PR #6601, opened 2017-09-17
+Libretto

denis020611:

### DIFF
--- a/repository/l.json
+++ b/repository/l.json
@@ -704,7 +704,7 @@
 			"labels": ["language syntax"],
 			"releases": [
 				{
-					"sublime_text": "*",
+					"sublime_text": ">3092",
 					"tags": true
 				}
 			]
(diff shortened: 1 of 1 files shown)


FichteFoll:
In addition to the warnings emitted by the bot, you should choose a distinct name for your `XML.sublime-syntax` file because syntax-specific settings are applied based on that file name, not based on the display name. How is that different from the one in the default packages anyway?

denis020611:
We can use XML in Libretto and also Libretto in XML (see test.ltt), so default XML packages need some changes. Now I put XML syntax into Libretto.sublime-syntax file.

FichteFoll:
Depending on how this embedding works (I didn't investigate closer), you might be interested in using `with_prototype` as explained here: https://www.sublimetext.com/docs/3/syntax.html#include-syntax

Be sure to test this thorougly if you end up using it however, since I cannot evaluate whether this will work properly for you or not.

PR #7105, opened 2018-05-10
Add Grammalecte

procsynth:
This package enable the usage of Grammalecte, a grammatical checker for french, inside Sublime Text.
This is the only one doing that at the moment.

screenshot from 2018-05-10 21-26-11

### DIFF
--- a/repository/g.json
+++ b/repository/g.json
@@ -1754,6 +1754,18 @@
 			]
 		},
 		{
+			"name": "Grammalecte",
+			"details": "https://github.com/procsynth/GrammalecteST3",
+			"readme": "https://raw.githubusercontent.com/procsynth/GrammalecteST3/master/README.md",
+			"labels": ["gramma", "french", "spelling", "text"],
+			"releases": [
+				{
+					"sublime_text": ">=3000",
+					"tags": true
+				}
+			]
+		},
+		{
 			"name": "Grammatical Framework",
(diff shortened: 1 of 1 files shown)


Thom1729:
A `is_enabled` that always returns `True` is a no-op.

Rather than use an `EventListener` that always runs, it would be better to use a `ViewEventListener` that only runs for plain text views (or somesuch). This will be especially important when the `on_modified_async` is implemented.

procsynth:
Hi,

#####

Requirement:
Copy the entries above exactly, leaving none out.

Exercise response:
PR #6601, opened 2017-09-17
+Libretto

denis020611:

### DIFF
--- a/repository/l.json
+++ b/repository/l.json
@@ -704,7 +704,7 @@
 			"labels": ["language syntax"],
 			"releases": [
 				{
-					"sublime_text": "*",
+					"sublime_text": ">3092",
 					"tags": true
 				}
 			]
(diff shortened: 1 of 1 files shown)


FichteFoll:
In addition to the warnings emitted by the bot, you should choose a distinct name for your `XML.sublime-syntax` file because syntax-specific settings are applied based on that file name, not based on the display name. How is that different from the one in the default packages anyway?

denis020611:
We can use XML in Libretto and also Libretto in XML (see test.ltt), so default XML packages need some changes. Now I put XML syntax into Libretto.sublime-syntax file.

FichteFoll:
Depending on how this embedding works (I didn't investigate closer), you might be interested in using `with_prototype` as explained here: https://www.sublimetext.com/docs/3/syntax.html#include-syntax

Be sure to test this thorougly if you end up using it however, since I cannot evaluate whether this will work properly for you or not.

PR #7105, opened 2018-05-10
Add Grammalecte

procsynth:
This package enable the usage of Grammalecte, a grammatical checker for french, inside Sublime Text.
This is the only one doing that at the moment.

screenshot from 2018-05-10 21-26-11

### DIFF
--- a/repository/g.json
+++ b/repository/g.json
@@ -1754,6 +1754,18 @@
 			]
 		},
 		{
+			"name": "Grammalecte",
+			"details": "https://github.com/procsynth/GrammalecteST3",
+			"readme": "https://raw.githubusercontent.com/procsynth/GrammalecteST3/master/README.md",
+			"labels": ["gramma", "french", "spelling", "text"],
+			"releases": [
+				{
+					"sublime_text": ">=3000",
+					"tags": true
+				}
+			]
+		},
+		{
 			"name": "Grammatical Framework",
(diff shortened: 1 of 1 files shown)


Thom1729:
A `is_enabled` that always returns `True` is a no-op.

Rather than use an `EventListener` that always runs, it would be better to use a `ViewEventListener` that only runs for plain text views (or somesuch). This will be especially important when the `on_modified_async` is implemented.

procsynth:
Hi,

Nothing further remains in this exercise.